# Striper Time



## Bottom bouncer (Jul 26, 2010)

The wife and I just returned back from Arkansas and boy was the timing right. We fished two days with full limits and no striper under 25lbs. Rhonda was able to get her best striper weighting in at 31lbs and I was able to finaly break the 40lb mark with a fish coming in at 43lbs and 46" long. Tight lines Jim


----------



## whackmaster (Apr 2, 2010)

Very nice stripers..Congrats


----------



## lx22f/c (Jun 19, 2009)

You did good. Those are some nice stripers. Congrats what lake?

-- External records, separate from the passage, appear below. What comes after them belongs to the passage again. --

PR #453, opened 2023-06-21
LUN-476: Add long term exercise overview screen

lunars97:

**The text that should be displayed in the info icon modal. I included it on another cleanup ticket while it has not been yet completed by the UX/UI team. Here is** [the link](https://issues.tuerantuer.org/browse/LUN-478)


src/navigation/BottomTabNavigator.tsx
```diff
@@ -39,6 +42,13 @@ const BottomTabNavigator = (): JSX.Element | null => {
   const renderDictionaryTabIcon = ({ focused }: { focused: boolean }) =>
     focused ? <BookIconWhite width={iconSize} height={iconSize} /> : <BookIconGrey width={iconSize} height={iconSize} />
 
+  const renderRepetitionTabIcon = ({ focused }: { focused: boolean }) =>
```
sarahsporck, line 45: Another tab Icon? I do not blame you as you did not do the design, but I think long term we should reconstruct this. The tab text is always cut off. :/ What do you think?

sarahsporck (approved):
Tested in ios simulator

src/constants/labels.json
```diff
@@ -183,6 +184,12 @@
   "dictionary": {
     "noResults": "Es wurden leider keine Ergebnisse gefunden."
   },
+  "repetition": {
+    "repeatWords": "Wörter wiederholen",
+    "repeatNow": "Jetzt wiederholen",
+    "wordsToRepeat": "Wörter zum wiederholen bereit",
```
steffenkleinle, line 190:
```suggestion
    "wordsToRepeat": "Wörter zum Wiederholen bereit",
```

src/navigation/RepetitionStackNavigator.tsx
```diff
@@ -0,0 +1,26 @@
...
+  const options = screenOptions(useTabletHeaderHeight())
+  const { back } = getLabels().general
+
+  return (
+    <Stack.Navigator>
+      <Stack.Screen
+        name='Repetition'
+        component={RepetitionScreen}
+        options={({ navigation }) => options(back, navigation)}
+      />
```
steffenkleinle, line 21: If we just have one screen inside the navigator, it should not be necessary to wrap it in another StackNavigator. Or is it planned to add more screens here later on?

steffenkleinle (changes requested):
Tested, works as expected I guess, but we should not merge this in the current state. If we want to merge this already, we should hide the repetition tab in the bottom navigation bar (e.g. by commenting them out).

Also agreeing with @sarahsporck that it is too many tab icons, the text is cut for me as well (both Wiederholen and Meine Wörter).

src/navigation/BottomTabNavigator.tsx
sarahsporck: Yes I think it's because my emulators screen is a little bit narrow. I also just left the comment to keep track of this. :)

src/navigation/RepetitionStackNavigator.tsx
sarahsporck: I don't think so. Check out the design on Figma: https://www.figma.com/file/4bW33nU6zZ6ySeTqrM37Jq/Lunes_Master?type=design&node-id=301-2481&mode=design&t=D20ByDd0SMUTdbAB-0

lunars97: @sarahsporck  should I better comment out the tab on navigation?

src/navigation/BottomTabNavigator.tsx
steffenkleinle: Happens on my real device as well though 🙈

src/navigation/RepetitionStackNavigator.tsx
sarahsporck: No that's not neccessary. If even, we'll do this in a separate branch. I think @steffenkleinle wanted to point out, that as this route does not have any more screens. Therefore, you can directly put the `RepetitionScreen` into the `RepetitionTab` in the `BottomTabNavigator`, then you could get rid of the `RepetitonStackNavigator`.

steffenkleinle: I think we should comment out the tab, otherwise we can't release anymore bc this screen is not yet finished.

steffenkleinle (approved):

Sent from lola my personal assistant.


----------



## Danny O (Apr 14, 2010)

Nice Stripers!


----------



## TexasTom (Mar 16, 2011)

Wow! Those are some nice fish! Fish of a lifetime for many of us! Congratulations.


----------



## chucktx (Sep 12, 2011)

very nice catch!!!!!!!!!


----------



## Kickapoo Duke (May 15, 2010)

Those are great; did you have a guide or on your own? I've been wanting to go up there.


----------



## markbrumbaugh (Jul 13, 2010)

Holy ****. Oauchita?


----------



## Bottom bouncer (Jul 26, 2010)

We fished Hamilton this time as Ouachita has been off for the last week or so. Yes we did have the inside scoop on the fishing as I have a good friend who is a guide and also have gotten to know several other guides by hanging out around him


----------



## BrandonH (Oct 15, 2006)

Those are huge...I just added somewhere to my possible vacation destination list.


----------



## ML56 (Dec 30, 2008)

Great armload of fish, Had to be a blast.-Mike


----------



## shadslinger (Aug 21, 2005)

They look like blow up replicas they are so big! Arkansas sure has some whoppers. WTG, thanks for sharing.


----------



## coup de grace (Aug 7, 2010)

*Dangit....*


----------



## Kickapoo Duke (May 15, 2010)

My neice and her husband have a condo on Lake Hamilton--I'm gonna have to make a trip. Can you pm me a good guide to check out?


----------



## dbullard (Feb 13, 2008)

nice ,very nice.


----------



## RodBender54 (Aug 27, 2010)

Wow those are great fish! WTG BB!


----------



## POP "N" CORK (Nov 6, 2009)

WOW, very nice!!!


----------



## Eagle180 (Oct 24, 2009)

Goodness gracious.... would love to get some of those Stripers!!! Way to go!


----------



## FISHROADIE (Apr 2, 2010)

Now that's what a striper is suppose to look like, good job.


----------



## shadslinger (Aug 21, 2005)

What kind of tackle do they use for monsters like those? They must pull like a fright train!


----------



## Bottom bouncer (Jul 26, 2010)

We use TDL 30's with 20lb trilene Big game and 30lb shock leader. This time of year we slow troll live gizzard shad in the 8-14"size range pulled with planer boards and ballons. It is somewhat over kill a lot of times but not so some of the time. Most people who think of Ouachita think that there is a 30 pounder off every point and every hump and that is the case as most of the fish will average 10-18 lbs with a window from the middle of Feb to the end of April being the prime time to catch more of the bigger fish. Not that some big fish do not get caught in the summer time as they do just not as many. Oh and by the way yes they do pull like a freight train.


----------



## shadslinger (Aug 21, 2005)

Thanks Bottom bouncer, I am going to have save my lunch $ and make a trip up there when the big ones are making a scene. Those are beautiful fish.


----------



## Bottom bouncer (Jul 26, 2010)

SS thanks for all the nice remarks and feel free to pm me if you need any info on those two lakes.I will slow down on those lakes for awhile now and start fishing Livingston again.Tight lines Jim


----------